Scientists alter bacteria to survive on arsenic

We didn’t find the little green men. We made them.

NASA had scheduled a press conference recently, with a panel of scientists with specialties in exobiology and weird life forms. This garnered high expectations from science buffs, and even some of the general public had to get excited. This was, indeed, a big deal.

Now, that cat’s out of the bag. Revealed was the news that researchers had created a bacteria that was arsenic based, scraped from the bottom on California’s Mono Lake and fed a diet of the poisonous arsenic.

“Bacteria that live on arsenic? Awesome,” said one student.

This announcement was met with high enthusiasm from the scientific community – but was a letdown for the people expecting aliens.

The bacteria which were shown to thrive on arsenic. Photo courtesy

Here’s the how behind the science: Every living thing, from the tiniest protozoa to the giant blue whale, has DNA. DNA, or Deoxyribonucleic Acid, contains the instructions for all of the body’s functions, and is the reason that organisms, including humans, survive. The shape of DNA looks like a twisted ladder. The rungs are made of amino acids, and the sides of the ladder are made of phosphorus bonded to some sugars.

Generally it’s accepted that life has some basic building blocks: carbon, oxygen, nitrogen, sulfur, hydrogen, and phosphorus. When scientists look for planets that might be able to evolve alien life, that’s what they look for.

What did the scientists do? They scraped the bottom of Mono Lake for the bacteria GFAJ-1, and started to wean it off it’s diet of phosphorus – and then replace it with arsenic. Arsenic is an element known to be toxic to life, even though it’s right below phosphorus in the periodic table. So you wouldn’t expect it to work, right? Wrong. Not only did the bacteria thrive under the arsenic diet, their DNA became altered to incorporate it. The arsenic replaced some of the phosphorus in the sides of the DNA ladder.

The bacteria were also fed a glucose mixture to use synthesize as ATP – or energy. There was some phosphorus present, but the paper published by the researchers has stated that it wouldn’t have been enough for the bacteria to survive off of.

That means that these little guys are arsenic based.

“There’s this sense of surprise – it’s so unusual that it could change the way we think of everything,” scientist (and science guy) Bill Nye said in a MSNBC television segment, “See, one of the big ideas these days in astrobiology that there could have been what people like to call a second genesis…maybe life arose in multiple ways here on earth, and we’ve never gone looking in the right places and asking the right questions to discover them.”

Oh, if only Arthur C. Clarke was still alive to see this. Clarke, author of 2001: A Space Odyssey (look it up, kids – it’s a sci-fi classic) envisioned life of Saturn’s moons might be silicon based, living in the seas of Europa and in the clouds of the great planet itself.
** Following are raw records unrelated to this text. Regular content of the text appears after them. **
PR #6061, opened 2026-03-05
Limit CPU usage for lint job

ricky-rav:
By default, golangci-lint uses all available CPUs, which can freeze the machine when other workloads are running. 

Limit concurrency to half the available CPUs via `--concurrency` flag, and apply `--cpus` to the container runtime as well. The default can be overridden by setting the `LINT_CONCURRENCY` environment variable.

The CI lint job is unaffected as it uses the golangci-lint-action GitHub Action directly, not hack/lint.sh.

## Summary by CodeRabbit

* **Chores**
  * Improved linting infrastructure with enhanced concurrency handling and Docker resource constraints for more efficient development builds.

### DIFF
--- a/go-controller/hack/lint.sh
+++ b/go-controller/hack/lint.sh
@@ -1,7 +1,8 @@
 #!/usr/bin/env bash
 VERSION=v2.5.0
 : "${GOLANGCI_LINT_VERSION:=$VERSION}"
-extra_flags=(--verbose --modules-download-mode=vendor --timeout=15m0s)
+: "${LINT_CONCURRENCY:=$(( $(nproc) * 2 / 3 ))}"
+extra_flags=(--verbose --modules-download-mode=vendor --timeout=15m0s --concurrency="${LINT_CONCURRENCY}")
 if [ "$#" -ne 1 ]; then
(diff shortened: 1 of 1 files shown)


trozet:
@ricky-rav where did you see this issue? Lint doesn't take very long so I'm not opposed to it, but I'm curious. Also, wouldn't make check have a similar issue? Wont it use all cores by default? I think that would be more intensive.

ricky-rav:
@trozet I've seen this on my work laptop for years actually. I upgraded my laptop last fall, it now has twice as many cores and twice as much memory. If I'm running something else that is not trivial and takes some fraction of CPUs, then the linter, which systematically tries to fully use all CPUs, often makes the whole machine freeze... sometimes just for less than a minute, sometimes for more and I have to reboot. 

I think what's important is to limit CPU usage to some value instead of giving the linter total freedom.

I've just seen that with two thirds of CPU usage we go from the current 30 seconds to 38 seconds of execution time, instead of 1 minute with 50% CPUs. So maybe that's a better compromise that can almost go unnoticed.

If nobody else has the same problem, I can keep local changes in my local repo and no problem either. :)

The real excitement of all this isn’t the bacteria themselves, but of the implications for life on other planets. Up until now, when scientists looked for planets that could support life, they examine whether or not those key elements could exist on the planet.  Now we may have to reexamine our viewpoints of what life really is.

Before now, we had always assumed that life needed these key elements to survive. We were wrong.

Mono Lake, California - the home of the Arsenic bacteria.

But why should we care?

“So what?” said another student.

This discovery changes everything in the way we look for life, and how we think of life. This might cause scientists to think just a little bit harder at what they consider “alive”. There are characteristics that life has to have, according to the definition of life. Most of them are standard, like the organism needs to eat and give off waste, and needs to grow – but the key to life is that it had the essential elements, including phosphorus. Now we need to re examine what life is, and change where we look for those “little green men”.

That is, if the results are legitimate.

This announcement has also met some criticism from the scientific community, however. NASA has been accused of putting big hype on a not so big achievement, to get more funding for their programs. Several scientists also question the conclusions that the researchers made about the results obtained –  including the claim that the arsenic was present, but not replacing the phosphorus.

Bacteria had been known before to be able to survive in extreme conditions, and there are some bacteria that can live in high arsenic environments.

“I don’t know whether the authors are just bad scientists or whether they’re unscrupulously pushing NASA’s ‘There’s life in outer space!’ agenda,” wrote University of British Columbia Prof. Rosie Redfield, “Basically, it doesn’t present any convincing evidence that arsenic has been incorporated into DNA (or any other biological molecule).”

Redfield critiqued the paper in a blog post that caused some to question the legitimacy of the findings, causing a major debate about the techniques used in the study. The researchers, meanwhile, maintain that their findings and their techniques were valid and precise.

The NASA scientists have also responded to these critics: they have released several statements responding to the controversy, including this one in the New York Times:

Life, it seems, is forever surprising us in it’s complexity and versatility.

By Gabrielle Bauman

4 thoughts on “Scientists alter bacteria to survive on arsenic”

  1. Apparently you haven’t actually been following the science very carefully. The “bug” in question hardly makes a living on arsenic. Indeed, it’s become clear that the data presented do not support the story and definitely do not support the hype. The authors have made a number of serious misrepresentations, not intentionally, but rather without much thought. The scientific community does not support the findings of the paper. Moreover, microbes that make a living on arsenic and can tolerate very high levels of it have been known for quite a long time. There is really nothing new in the paper that got all the attention.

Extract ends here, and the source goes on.